- Born: 1942 (age 83–84) Passendale, Belgium

Academic background
- Alma mater: Katholieke Universiteit Leuven
- Doctoral advisor: Louis Janssens

Academic work
- Era: Contemporary philosophy and theology
- School or tradition: Catholic moral theology; Levinasian ethics
- Institutions: Katholieke Universiteit Leuven. Centre international Lumen Vitae (Bruxelles), Dharmaram Vidya Kshetram (Bangalore)
- Main interests: Moral theology, biblical philosophy, Jewish dialogical philosophy, Emmanuel Levinas
- Notable works: From Self-Development to Solidarity (1985); An Ethics of Mercy (2016); Wombness (2025)

= Roger Burggraeve =

Roger Burggraeve (born 1942, Passendale, Flanders, Belgium) is a Belgian Salesian priest, moral theologian, philosopher, and Emeritus Professor at the Katholieke Universiteit Leuven (KU Leuven). He is internationally recognised for his contributions to Catholic moral theology, biblical philosophy, and Jewish dialogical ethics, particularly in relation to the philosophy of Emmanuel Levinas.

== Early life and education ==
Burggraeve was born in Passendale in 1942 and entered the Salesian Society of St Francis de Sales (SDB). He earned a licentiate in philosophy in Rome and later a doctorate in moral theology at KU Leuven in 1980, influenced by his mentor Louis Janssens.

== Academic career ==
From 1980 to 1988, Burggraeve was Associate Professor in KU Leuven’s Faculty of Theology and Religious Studies. He became Professor (Ordinarius) in 1988 and served until 2007, before being appointed Emeritus Professor. He continued teaching until around 2010, lecturing in biblical ethics, Christian sexual and conjugal ethics, and pastoral guidance.

He also taught in the faculties of law, pharmacy, medicine, and philosophy.
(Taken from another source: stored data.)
PR #1467, opened 2023-01-03
chore: move plugin build logic into compiler

dOrgJelli:
NOTE: there is a bit of "hacky" logic inside of the `Compiler` class. I think the best way to do this in the future is to have a base `Compiler` class, and derive it into project-specific compilers (wasm, plugin, interface). But this can be an improvement in the future IMO.


pileks (approved):
Great thinking with the move to Compiler, I like it!

packages/cli/src/lib/helpers/wrap.ts
```diff
@@ -31,10 +37,16 @@ const run = async (
 export const generateWrapFile = async (
   abi: WrapAbi,
   name: string,
-  type: "interface" | "wasm" | "plugin",
+  type: string,
   path: string,
   logger: Logger
 ): Promise<void> => {
+  if (supportedWrapTypes.indexOf(type as WrapManifest["type"]) === -1) {
```
cbrzn: minor nit: I find more cleaner to use `find`/`includes` (in this case, `includes`) rather than `indexOf`

pileks: Agree, gonna fix it up.

cbrzn (approved):

Issue #1426, opened 2022-11-16
Able To Run `polywrap deploy` w/o `polywrap.yaml` Manifest


dOrgJelli:
**Describe the bug**
Currently developers need a valid `polywrap.yaml` project manifest defined in order to run `polywrap deploy`.

**Please provide the steps to reproduce and if possible a minimal demo of the problem.**
- Have a wrapper URI that's pre-built (ex: `/ipfs/QmfRCVA1MSAjUbrXXjya4xA9QHkbWeiKRsT7Um1cvrR7FY`)
- Create a `polywrap.deploy.yaml` manifest that deploys the wrapper, for example:
```yaml
format: 0.1.0
stages:
  ipfs_deploy:
    package: ipfs
    uri: fs/./build
    config:
      gatewayUri: "https://ipfs.wrappers.io"
```
- Try to run `polywrap deploy` in the director of `polywrap.deploy.yaml`, it will fail because no `polywrap.yaml` file is found.

**Expected behavior**
Users should be able to run `polywrap deploy` and only need a `polywrap.deploy.yaml` manifest defined.

PR #1476, opened 2023-01-10
feat: wrappers test cases removed from toolchain

### LINKED ISSUE #1203: Multi-Wasm Test Harness
Currently we do not have a clean way of testing multiple wasm languages, and forming a feature matrix. We now support AssemblyScript and Rust, and with TinyGo support on the way very soon it would be nice to have a system created for this.

See @cbrzn comment below for implementation details.

**Additional context**
Currently we have test wrappers that are duplicated in each language here: https://github.com/polywrap/toolchain/tree/origin/packages/test-cases/cases/wrappers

Internationally, he served as Visiting Professor at the Centre international Lumen Vitae (Bruxelles), Dharmaram Vidya Kshetram (Bangalore), and in institutions in Congo, Kenya, and Canada.

== Research and contributions ==
Burggraeve’s work engages with:
- The ethical and Jewish thought of Emmanuel Levinas
- Christian moral theology and biblical hermeneutics
- Marital, relational, and family ethics
- Guidance ethics in pastoral, therapeutic, and educational contexts
- Philosophical explorations of mercy, forgiveness, and responsibility

He co-founded the Centre for Peace Ethics at KU Leuven and serves as its Honorary Chair. He has also contributed to ethical committees in Flanders, including Caritas Catholica Flanders and the Flemish Welfare Union.

== Selected publications ==
Burggraeve has authored over 365 works, including books, articles, and essays in English, Dutch, French, Italian, and Japanese.

- From Self-Development to Solidarity: An Ethical Reading of Human Desire in Its Socio-Political Relevance According to Emmanuel Levinas (1985)
- Swords into Plowshares: Theological Reflections on Peace (1991)
- The Wisdom of Love in the Service of Love: Emmanuel Levinas on Justice, Peace and Human Rights (trans. Jeffrey Bloechl)
- Emmanuel Levinas: A Bibliography, Primary and Secondary
- An Ethics of Mercy: On the Way to Meaningful Living and Loving (Peeters, 2016)
- To Love Otherwise: Essays in Bible Philosophy and Ethics (Peeters, 2020)
- Wombness: A Reflective In-Depth Reading of the Good Samaritan Narrative (Dharmaram Publications, 2025; ISBN 978-93-92996-61-0)

== Awards, legacy and influence ==
Burggraeve received the Ritus & Tempelbouw Oeuvre Prize in the Netherlands for his philosophical and theological contributions, particularly his exploration of Levinasian themes such as freedom, responsibility, and the ethics of “the face”.

He is regarded as a pioneer in integrating Levinas’s ethics into Catholic moral theology. His development of an “ethics of growth” and focus on mercy have shaped contemporary debates in moral theology, peace ethics, and interreligious dialogue. His teaching and publications have influenced students, theologians, and scholars worldwide.